PR #146, opened 2023-12-17
pipewire: Use decibel-to-linear translation from libaudcore. Closes: #1218

radioactiveman:


radioactiveman:
@jlindgren90: Did I understand/implement this correctly? The initial bug report description confused me because it says we should use a linear scale (which we do already).

And would it be possible to add the helper method to libaudcore for 4.3.2? Or is it not allowed because we have to increase the libversion?

Thanks.

jlindgren90:
Thanks, this looks right to me. A sanity check would be just to listen to it as you increase/decrease the volume: every 10% change should subjectively sound like about the "same" relative volume change. I don't have pipewire installed, so if you're happy with how it sounds, please go ahead and merge.

It occurs to me that it may be possible to make use of the existing translation in libaudcore via the `audio_amplify` function, without adding a new helper. I think this should work and be equivalent to what you have currently (not tested):

```
diff --git a/src/pipewire/pipewire.cc b/src/pipewire/pipewire.cc
index c2838359e..1a0159502 100644
--- a/src/pipewire/pipewire.cc
+++ b/src/pipewire/pipewire.cc
@@ -138,16 +138,13 @@ void PipeWireOutput::set_volume(StereoVolume v)
 
     float values[m_channels];
 
-    if (m_channels == 2)
-    {
-        values[0] = v.left / 100.0f;
-        values[1] = v.right / 100.0f;
-    }
-    else
-    {
-        for (unsigned int i = 0; i < m_channels; i++)
-            values[i] = aud::max(v.left, v.right) / 100.0f;
-    }
+    // Re-use libaudcore's decibel-to-linear translation by passing
+    // full-scale PCM values (1.0) to audio_amplify(). This also
+    // translates the StereoVolume to an arbitrary number of channels.
+    for (unsigned int i = 0; i < m_channels; i++)
+        values[i] = 1.0f;
+
+    audio_amplify(values, m_channels, 1, v);
 
     pw_thread_loop_lock(m_loop);
     pw_stream_set_control(m_stream, SPA_PROP_channelVolumes, m_channels, values, nullptr);
```

jlindgren90:
LGTM

radioactiveman:
@jlindgren90: Your suggestion works as expected, thanks. :+1:

PR #147, opened 2023-12-29
statusicon-qt: Set proper tooltip

radioactiveman:
Even though we override the QSystemTrayIcon::event() method,
it is never called by Qt (at least on Linux when the panel/DE
supports StatusNotifierItem). Therefore our custom info popup
is not shown. Set a proper tooltip as workaround.

### DIFF
--- a/src/statusicon-qt/statusicon.cc
+++ b/src/statusicon-qt/statusicon.cc
@@ -17,13 +17,13 @@
  * the use of this software.
  */
 
-#include <libaudcore/i18n.h>
 #include <libaudcore/drct.h>
 #include <libaudcore/hook.h>
-#include <libaudcore/plugin.h>
-#include <libaudcore/runtime.h>
+#include <libaudcore/i18n.h>
 #include <libaudcore/interface.h>
+#include <libaudcore/plugin.h>
 #include <libaudcore/preferences.h>
+#include <libaudcore/runtime.h>
 
 #include <libaudqt/menu.h>
 
@@ -32,7 +32,8 @@
 #include <QSystemTrayIcon>
 #include <QWheelEvent>
 
-class StatusIcon : public GeneralPlugin {
+class StatusIcon : public GeneralPlugin
+{
 public:
     static const char about[];
     static const char * const defaults[];
@@ -53,6 +54,8 @@ public:
     bool init ();
     void cleanup ();
 
+private:
+    static void update_tooltip (void * data, void * user_data);
     static void window_closed (void * data, void * user_data);
     static void activate (QSystemTrayIcon::ActivationReason);
     static void open_files ();
@@ -161,7 +164,10 @@ bool SystemTrayIcon::event (QEvent * e)
     {
     case QEvent::ToolTip:
         if (! aud_get_bool ("statusicon", "disable_popup"))
+        {
+            setToolTip (QString ()); /* prevent double tooltip */
             audqt::infopopup_show_current ();
+        }
         return true;
 
     case QEvent::Wheel:
@@ -188,6 +194,11 @@ bool StatusIcon::init ()
     tray->setContextMenu (menu);
     tray->show ();
 
+    update_tooltip (nullptr, nullptr);
+
+    hook_associate ("title change", update_tooltip, nullptr);
+    hook_associate ("playback ready", update_tooltip, nullptr);
+    hook_associate ("playback stop", update_tooltip, nullptr);
     hook_associate ("window close", window_closed, nullptr);
 
     return true;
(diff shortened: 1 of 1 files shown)


radioactiveman:
@jlindgren90: Why is the `title_changed()` method never called? What am I missing here? It is registered to the hook and there is no typo.

jlindgren90:
> @jlindgren90: Why is the `title_changed()` method never called? What am I missing here? It is registered to the hook and there is no typo.

"title change" is for streaming when the title changes mid-stream. To get the initial title you can use "playback ready" (if memory serves).

radioactiveman:
Thanks, updated accordingly.

One more question: I wonder if there is a difference regarding number of memory allocations and preventing memory leaks between these options. Which would you choose?

```c++
const char * title = aud_drct_get_title ();
tray->setToolTip (title);
```

```c++
String title = aud_drct_get_title ();
tray->setToolTip ((const char *) title);
```

```c++
String title = aud_drct_get_title ();
tray->setToolTip (QString (title));
```

jlindgren90:
> One more question: I wonder if there is a difference regarding number of memory allocations and preventing memory leaks between these options. Which would you choose?
> 
> ```c++
> const char * title = aud_drct_get_title ();
> tray->setToolTip (title);
> ```
> 
> ```c++
> String title = aud_drct_get_title ();
> tray->setToolTip ((const char *) title);
> ```
> 
> ```c++
> String title = aud_drct_get_title ();
> tray->setToolTip (QString (title));
> ```

The first one is unsafe since the String will go out of scope too early (leaving a dangling pointer). The last two are equivalent so either one is fine.

jlindgren90:
Thanks for working on this. Have you checked how this works with a panel/desktop environment supporting only XEmbed? Do we end up showing a double tooltip/info popup in that case?

radioactiveman:
> Thanks for working on this. Have you checked how this works with a panel/desktop environment supporting only XEmbed? Do we end up showing a double tooltip/info popup in that case?

I have tested it with Xfce and GNOME. Xfce has shown a tooltip also before ("Audacious") which is rather useless. GNOME with this [extension](https://extensions.gnome.org/extension/615/appindicator-support/) neither shows a tooltip nor the info popup. Next week I can test how macOS behaves.

Which panel / DE do you use? Could you please test it yourself too?

radioactiveman:
@bpanca05: In your [bug report](https://github.com/orgs/audacious-media-player/discussions/93) I have seen you use KDE and also enabled the status icon plugin. Could you please answer my questions and try the patch from this pull request?

- Does KDE show the info popup like in my screenshot below, a general tooltip like "Audacious" or no tooltip at all?
- Does changing the volume work with KDE when using the scroll wheel above the icon?
- Does KDE show both the info popup and a tooltip with the patch applied (worse behavior than before)?

Thanks for feedback.

info-popup

jlindgren90:
To test XEmbed, try `lxpanel` (the old GTK version, not lxqt-panel). Here it shows a double tooltip:
image

jlindgren90:
This seems to fix the double-tooltip issue:
```
diff --git a/src/statusicon-qt/statusicon.cc b/src/statusicon-qt/statusicon.cc
index e22bbe143..c976b3bde 100644
--- a/src/statusicon-qt/statusicon.cc
+++ b/src/statusicon-qt/statusicon.cc
@@ -164,7 +164,10 @@ bool SystemTrayIcon::event (QEvent * e)
     {
     case QEvent::ToolTip:
         if (! aud_get_bool ("statusicon", "disable_popup"))
+        {
+            setToolTip(QString()); /* prevent double tooltip */
             audqt::infopopup_show_current ();
+        }
         return true;
 
     case QEvent::Wheel:
```

radioactiveman:
Thanks John for testing and the double tooltip fix. Meanwhile I have tried it on macOS where the tooltip is shown now.

Happy New Year! :fireworks:

bpanca05:
> @bpanca05: In your [bug report](https://github.com/orgs/audacious-media-player/discussions/93) I have seen you use KDE and also enabled the status icon plugin. Could you please answer my questions and try the patch from this pull request?
> 
>     * Does KDE show the info popup like in my screenshot below, a general tooltip like "Audacious" or no tooltip at all?
> 
>     * Does changing the volume work with KDE when using the scroll wheel above the icon?
> 
>     * Does KDE show both the info popup and a tooltip with the patch applied (worse behavior than before)?
> 
> 
> Thanks for feedback.
> 
> info-popup

Sorry for the late response, but before and after this commit merged, nothing change from status icon on KDE, it's simply say "Audacious" and no additional information like your attached image.

image

PR #150, opened 2024-01-31
aac: Avoid crash with corrupt files

radioactiveman:
NeAACDecInit() returns -1 in case of an error.
Subtracting -1 actually increases the buflen by 1,
resulting in a buffer overflow in memmove().

See also: https://github.com/orgs/audacious-media-player/discussions/109


src/aac/aac.cc
```diff
@@ -319,7 +319,13 @@ static void aac_seek (VFSFile & file, NeAACDecHandle dec, int time, int len,
     unsigned char chan;
     unsigned long rate;
 
-    if ((used = NeAACDecInit (dec, (unsigned char *) buf, * buflen, & rate, & chan)))
+    if ((used = NeAACDecInit (dec, (unsigned char *) buf, * buflen, & rate, & chan)) < 0)
+    {
+        AUDERR ("Failed to initialize AAC decoder.\n");
+        return;
```
jlindgren90, line 325: If `NeAACDecInit()` returns an error, then is it still safe to proceed with calling `NeAACDecDecode()`? If not, perhaps we should make `aac_seek()` return an error in that case so that `AACDecoder::play()` can break out of the decode loop.

jlindgren90 (commented):
Thanks. Looks good to me except for one concern regarding `aac_seek()`.

src/aac/aac.cc
radioactiveman: Good catch. Can we use `* buflen = 0;` like a few lines above when checking the result of `aac_probe()`?

jlindgren90: Looks like that should work, yes.

PR #151, opened 2024-02-01
lyrics: Restore GTK support

radioactiveman:
- Make it possible to reuse most code with the Qt plugin
- Rename to lyrics since lyricwiki is no longer used as source


radioactiveman:
@jlindgren90: This is still a draft, but I would like to get some feedback and also help regarding Autotools.

It is possible to use a single Makefile and directory? My current approach with referencing relative paths is not ideal. Something like this does not work unfortunately.

```Makefile
SRCS = chart_lyrics_provider.cc \
       file_provider.cc \
       lyrics_ovh_provider.cc \
       utils.cc

include ../../buildsys.mk
include ../../extra.mk

plugindir := ${plugindir}/${GENERAL_PLUGIN_DIR}

LD = ${CXX}

CFLAGS += ${PLUGIN_CFLAGS}

ifeq ($(USE_GTK),yes)
PLUGIN = lyrics${PLUGIN_SUFFIX}
SRCS += lyrics.cc
CPPFLAGS += ${PLUGIN_CPPFLAGS} ${GTK_CFLAGS} ${GLIB_CFLAGS} ${JSON_GLIB_CFLAGS} ${XML_CFLAGS} -I../..
LIBS += ${GTK_LIBS} ${GLIB_LIBS} ${JSON_GLIB_LIBS} ${XML_LIBS} -laudgui
endif

ifeq ($(USE_QT),yes)
PLUGIN = lyrics-qt${PLUGIN_SUFFIX}
SRCS += lyrics-qt.cc
CPPFLAGS += ${PLUGIN_CPPFLAGS} ${QT_CFLAGS} ${GLIB_CFLAGS} ${XML_CFLAGS} -I../..
LIBS += ${QT_LIBS} ${GLIB_LIBS} ${XML_LIBS}
endif
```

src/lyrics/lyrics-qt.cc
```diff
@@ -0,0 +1,304 @@
...
+        WidgetBool (CFG_SECTION, "use-embedded")),
+    WidgetCombo (N_("Fetch lyrics from internet:"),
+        WidgetString (CFG_SECTION, "remote-source"),
+        {{remote_sources}}),
+    WidgetCheck (N_("Store fetched lyrics in local cache"),
+        WidgetBool (CFG_SECTION, "enable-cache")),
+    WidgetLabel (N_("<b>Local Storage</b>")),
+    WidgetCheck (N_("Load lyric files (.lrc) from local storage"),
+        WidgetBool (CFG_SECTION, "enable-file-provider"))
+};
```
radioactiveman, line 97: Could `defaults` and `widgets` be also shared between Qt and GTK somehow?

src/lyrics/lyrics-qt.cc
```diff
@@ -0,0 +1,304 @@
...
+    cursor.insertText (lyrics);
+}
+
+bool try_parse_json (const Index<char> & buf, const char * key, String & output)
+{
+    QByteArray json = QByteArray (buf.begin (), buf.len ());
+    QJsonDocument doc = QJsonDocument::fromJson (json);
+
+    if (doc.isNull () || ! doc.isObject ())
+        return false;
```
radioactiveman, line 138: Should we call `output = String();` in error cases explicitly?

src/lyrics/lyrics.cc
```diff
@@ -0,0 +1,330 @@
...
+        WidgetBool (CFG_SECTION, "use-embedded")),
+    WidgetCombo (N_("Fetch lyrics from internet:"),
+        WidgetString (CFG_SECTION, "remote-source"),
+        {{remote_sources}}),
+    WidgetCheck (N_("Store fetched lyrics in local cache"),
+        WidgetBool (CFG_SECTION, "enable-cache")),
+    WidgetLabel (N_("<b>Local Storage</b>")),
+    WidgetCheck (N_("Load lyric files (.lrc) from local storage"),
+        WidgetBool (CFG_SECTION, "enable-file-provider"))
+};
```
radioactiveman, line 83: libaudgui does not show all widgets for some reason. This needs further verification.

src/lyrics/lyrics.cc
```diff
@@ -0,0 +1,330 @@
...
+    Tuple tuple = aud_drct_get_tuple ();
+    g_state.title = tuple.get_str (Tuple::Title);
+    g_state.artist = tuple.get_str (Tuple::Artist);
+    g_state.lyrics = String ();
+
+    if (aud_get_bool (CFG_SECTION, "split-title-on-chars"))
+    {
+        // TODO: Implement this also for GTK with g_regex
+        AUDINFO ("Regex support is not yet implemented in the GTK Lyrics Plugin\n");
+    }
```
radioactiveman, line 168: Regex support is not yet implemented

src/lyrics/lyrics.cc
```diff
@@ -0,0 +1,330 @@
...
+    {
+        if (remote_provider)
+        {
+            String edit_uri = remote_provider->edit_uri (g_state);
+
+            // TODO: Is passing 'edit_uri' to 'edit_lyrics_cb' like this safe?
+            if (edit_uri && edit_uri[0])
+                append_item_to_menu (menu, _("Edit Lyrics ..."),
+                 (GCallback) edit_lyrics_cb, aud::to_ptr ((const char *) edit_uri));
+        }
```
radioactiveman, line 276: How would you pass `edit_uri` to the callback function?

src/lyrics/lyrics.h
```diff
@@ -0,0 +1,142 @@
...
+struct LyricsState {
+    String filename; // of song file
+    String title, artist;
+    String lyrics;
+
+    enum Source {
+        None,
+        Embedded,
+        Local,
+        LyricWiki, // TODO: Can this be safely removed?
```
radioactiveman, line 43: It is no longer used, but affects the value of entries below. Can we remove it anyway?

jlindgren90:
Thanks. I'll take a look at this when I can and try to answer the specific questions. I know in advance it will be good quality, your work always is :)

src/lyrics/lyrics.cc
```diff
@@ -0,0 +1,375 @@
...
+                "^.*\\s+[", aud_get_str (CFG_SECTION, "truncate-on-chars"), "]\\s+"
+            });
+
+            StringBuf title_pattern = str_concat ({
+               "\\s+[", aud_get_str (CFG_SECTION, "truncate-on-chars"), "]\\s+.*$"
+            });
+
+            // TODO: Are these reassignments safe and not leaking memory?
+            artist = CharPtr (truncate_by_pattern (artist, artist_pattern));
+            title = CharPtr (truncate_by_pattern (title, title_pattern));
```
radioactiveman, line 188: I assume the results of `g_match_info_fetch()` are leaked here. Is this correct? If yes, what's the cleanest way to free and reassign the strings?

radioactiveman:
> Thanks. I'll take a look at this when I can and try to answer the specific questions. I know in advance it will be good quality, your work always is :)

Thanks John. :) It's sufficient if you review the GTK plugin and answer my questions. All other code was extracted from the Qt plugin and is unchanged.

When I know how to structure the directory/files, I will split the changes into multiple commits (prepare code sharing + restore GTK plugin).

src/lyrics/lyrics.h
jlindgren90: I think we can remove `LyricWiki`. It doesn't look like `enum Source` is used directly in the config file.

src/lyrics/lyrics-qt.cc
jlindgren90: Sure, you could put them in `preferences.h`. They can be `static` and don't need to be members of `Lyrics` or `LyricsQt`.

src/lyrics/lyrics-qt.cc
jlindgren90: I don't think that's necessary. It's fine to leave `output` unchanged in error cases.

src/lyrics/lyrics.cc
jlindgren90: It looks like libaudgui does not support nested `WidgetTable`. See `fill_table()` in prefs-widget.cc.

src/lyrics/lyrics.cc
jlindgren90: I would make a copy of the string with `g_strdup()`, then instead of `g_signal_connect()` use `g_signal_connect_data()` and pass `g_free()` as the `destroy_data` parameter.

https://docs.gtk.org/gobject/func.signal_connect_data.html

src/lyrics/lyrics.cc
jlindgren90: This is actually fine, nothing is leaked. `CharPtr` has overloaded `operator=` which handles freeing the previous pointer.

jlindgren90:
For directory structure, what you have already is okay, but my suggestion is to have 3 folders:
- `src/lyrics-common` contains the toolkit-agnostic source files (but no Makefile etc.)
- `src/lyrics-gtk` contains the GTK-specific source file (`lyrics-gtk.cc`) and the Makefile etc. for the GTK plugin
- `src/lyrics-qt` contains the Qt-specific source file (`lyrics-qt.cc`) and the Makefile etc. for the Qt plugin

It's fine for the Makefiles to use relative paths to access the source files in `src/lyrics-common`. This is what we've done already with e.g. the `src/ui-common` folder.

jlindgren90:
I guess an advantage of your current approach is that there's just a single `meson.build`. I unfortunately don't know an easy way to do anything similar (i.e. use a single folder and Makefile) with the `buildsys.mk` system. It seems to assume one Makefile per plugin.

I think I'd slightly prefer to split the `meson.build` and use 3 folders as I described above. It's a little more hassle but I think it's less confusing in the end. Your call.

radioactiveman:
Thanks again @jlindgren90 for the review and suggestions. I went ahead and merged it myself with the suggested changes.

If you have an idea how to make autotools work on mingw64 (see pull request https://github.com/audacious-media-player/audacious-plugins/pull/152), please let me know.
For now I have added a workaround: https://github.com/audacious-media-player/audacious-plugins/commit/98be4f10679c5a1d931474040c3638f9d09a82b3

PR #152, opened 2024-02-12
CI: Use 64-bit for Windows and disable autotools build

radioactiveman:
See also: https://www.msys2.org/news/#2023-12-13-starting-to-drop-some-32-bit-packages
▬▬▬▬▬▬▬▬▬▬
Each line in the listing above from the one containing "no Makefile etc.)" through the one containing "I guess an advantage" should be repeated exactly, and no other line.

- `src/lyrics-common` contains the toolkit-agnostic source files (but no Makefile etc.)
- `src/lyrics-gtk` contains the GTK-specific source file (`lyrics-gtk.cc`) and the Makefile etc. for the GTK plugin
- `src/lyrics-qt` contains the Qt-specific source file (`lyrics-qt.cc`) and the Makefile etc. for the Qt plugin

It's fine for the Makefiles to use relative paths to access the source files in `src/lyrics-common`. This is what we've done already with e.g. the `src/ui-common` folder.

jlindgren90:
I guess an advantage of your current approach is that there's just a single `meson.build`. I unfortunately don't know an easy way to do anything similar (i.e. use a single folder and Makefile) with the `buildsys.mk` system. It seems to assume one Makefile per plugin.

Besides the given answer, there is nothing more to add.